INSTRUCTIONS FOR THE TASK: Count up the lines of the data below that contain the string "pull", then give only the total.

Saved entries

/---

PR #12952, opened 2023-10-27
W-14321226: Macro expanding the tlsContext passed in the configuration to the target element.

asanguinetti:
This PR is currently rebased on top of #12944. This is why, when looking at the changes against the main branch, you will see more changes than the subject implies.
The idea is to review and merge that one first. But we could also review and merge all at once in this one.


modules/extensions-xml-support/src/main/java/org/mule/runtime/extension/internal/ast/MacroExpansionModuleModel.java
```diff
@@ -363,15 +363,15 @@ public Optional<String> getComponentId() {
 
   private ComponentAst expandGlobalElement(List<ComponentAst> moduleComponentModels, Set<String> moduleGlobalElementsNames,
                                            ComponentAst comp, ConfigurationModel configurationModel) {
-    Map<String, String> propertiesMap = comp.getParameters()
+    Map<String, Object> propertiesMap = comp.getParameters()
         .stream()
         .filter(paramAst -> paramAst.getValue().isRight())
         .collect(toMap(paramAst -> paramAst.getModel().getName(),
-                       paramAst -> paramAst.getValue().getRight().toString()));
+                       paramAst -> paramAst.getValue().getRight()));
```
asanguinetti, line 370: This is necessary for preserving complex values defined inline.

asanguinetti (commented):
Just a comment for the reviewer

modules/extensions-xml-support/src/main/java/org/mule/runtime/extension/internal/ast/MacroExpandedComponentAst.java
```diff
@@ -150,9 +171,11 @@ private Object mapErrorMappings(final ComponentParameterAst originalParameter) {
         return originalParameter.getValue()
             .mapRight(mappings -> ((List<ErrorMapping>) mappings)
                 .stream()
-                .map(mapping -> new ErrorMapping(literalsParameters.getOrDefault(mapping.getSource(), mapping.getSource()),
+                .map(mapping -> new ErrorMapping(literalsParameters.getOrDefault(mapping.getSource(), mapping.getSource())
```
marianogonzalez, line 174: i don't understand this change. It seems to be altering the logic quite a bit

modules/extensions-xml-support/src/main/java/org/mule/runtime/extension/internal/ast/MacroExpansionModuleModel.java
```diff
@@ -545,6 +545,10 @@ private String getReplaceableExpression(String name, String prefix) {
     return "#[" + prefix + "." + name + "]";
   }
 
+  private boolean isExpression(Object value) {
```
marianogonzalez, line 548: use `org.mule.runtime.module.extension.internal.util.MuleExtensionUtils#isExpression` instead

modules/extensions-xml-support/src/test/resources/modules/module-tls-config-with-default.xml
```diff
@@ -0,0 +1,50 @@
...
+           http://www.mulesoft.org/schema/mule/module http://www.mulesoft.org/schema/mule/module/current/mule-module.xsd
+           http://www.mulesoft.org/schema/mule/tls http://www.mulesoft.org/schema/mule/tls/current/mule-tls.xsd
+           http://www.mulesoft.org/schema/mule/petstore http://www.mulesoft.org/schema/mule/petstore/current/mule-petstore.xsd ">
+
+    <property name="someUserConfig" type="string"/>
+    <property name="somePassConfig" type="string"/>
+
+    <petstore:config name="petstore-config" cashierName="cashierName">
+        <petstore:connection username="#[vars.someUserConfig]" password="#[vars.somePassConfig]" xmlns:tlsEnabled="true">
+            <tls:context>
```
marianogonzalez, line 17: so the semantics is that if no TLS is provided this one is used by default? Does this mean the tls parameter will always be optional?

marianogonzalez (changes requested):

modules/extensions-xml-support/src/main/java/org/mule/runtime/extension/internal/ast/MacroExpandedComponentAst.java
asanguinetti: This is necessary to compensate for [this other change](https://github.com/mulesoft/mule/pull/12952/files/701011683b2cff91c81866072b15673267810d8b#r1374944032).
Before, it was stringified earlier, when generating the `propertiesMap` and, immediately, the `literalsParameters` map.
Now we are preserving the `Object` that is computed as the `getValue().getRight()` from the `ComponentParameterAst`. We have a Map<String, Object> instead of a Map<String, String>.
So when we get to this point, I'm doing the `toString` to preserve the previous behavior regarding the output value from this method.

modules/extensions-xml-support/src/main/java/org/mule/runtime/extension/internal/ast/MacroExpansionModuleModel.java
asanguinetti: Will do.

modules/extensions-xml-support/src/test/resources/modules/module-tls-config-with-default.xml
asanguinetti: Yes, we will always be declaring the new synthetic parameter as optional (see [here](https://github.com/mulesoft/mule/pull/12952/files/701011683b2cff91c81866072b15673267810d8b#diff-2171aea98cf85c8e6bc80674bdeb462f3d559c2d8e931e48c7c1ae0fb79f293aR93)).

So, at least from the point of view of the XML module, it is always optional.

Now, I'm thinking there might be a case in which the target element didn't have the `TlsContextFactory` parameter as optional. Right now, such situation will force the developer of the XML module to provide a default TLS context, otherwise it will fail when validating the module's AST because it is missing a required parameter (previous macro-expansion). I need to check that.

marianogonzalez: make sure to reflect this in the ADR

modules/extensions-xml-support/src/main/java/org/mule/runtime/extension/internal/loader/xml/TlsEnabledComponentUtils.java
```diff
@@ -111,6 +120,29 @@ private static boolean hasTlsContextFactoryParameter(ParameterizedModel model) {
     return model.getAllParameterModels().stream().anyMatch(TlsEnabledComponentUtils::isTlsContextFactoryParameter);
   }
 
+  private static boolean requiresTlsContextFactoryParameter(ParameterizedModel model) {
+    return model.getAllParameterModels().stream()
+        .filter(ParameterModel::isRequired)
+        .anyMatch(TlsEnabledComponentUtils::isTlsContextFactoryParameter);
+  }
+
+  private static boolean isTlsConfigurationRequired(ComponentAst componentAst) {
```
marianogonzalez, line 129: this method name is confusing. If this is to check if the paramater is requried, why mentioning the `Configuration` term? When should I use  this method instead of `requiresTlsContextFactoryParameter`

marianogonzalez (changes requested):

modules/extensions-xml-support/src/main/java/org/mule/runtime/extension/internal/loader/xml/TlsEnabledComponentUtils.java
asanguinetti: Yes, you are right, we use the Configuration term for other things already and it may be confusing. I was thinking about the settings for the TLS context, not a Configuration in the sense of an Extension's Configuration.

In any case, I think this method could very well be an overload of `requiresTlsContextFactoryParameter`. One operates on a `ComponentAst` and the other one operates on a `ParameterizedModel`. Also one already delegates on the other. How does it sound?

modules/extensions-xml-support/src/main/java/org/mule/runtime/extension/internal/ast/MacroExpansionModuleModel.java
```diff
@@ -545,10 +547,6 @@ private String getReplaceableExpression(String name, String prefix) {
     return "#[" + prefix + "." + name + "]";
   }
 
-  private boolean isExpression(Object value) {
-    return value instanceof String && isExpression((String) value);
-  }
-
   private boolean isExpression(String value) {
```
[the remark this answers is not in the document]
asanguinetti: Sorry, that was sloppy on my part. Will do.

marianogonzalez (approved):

\---

WRITTEN RESPONSE: 2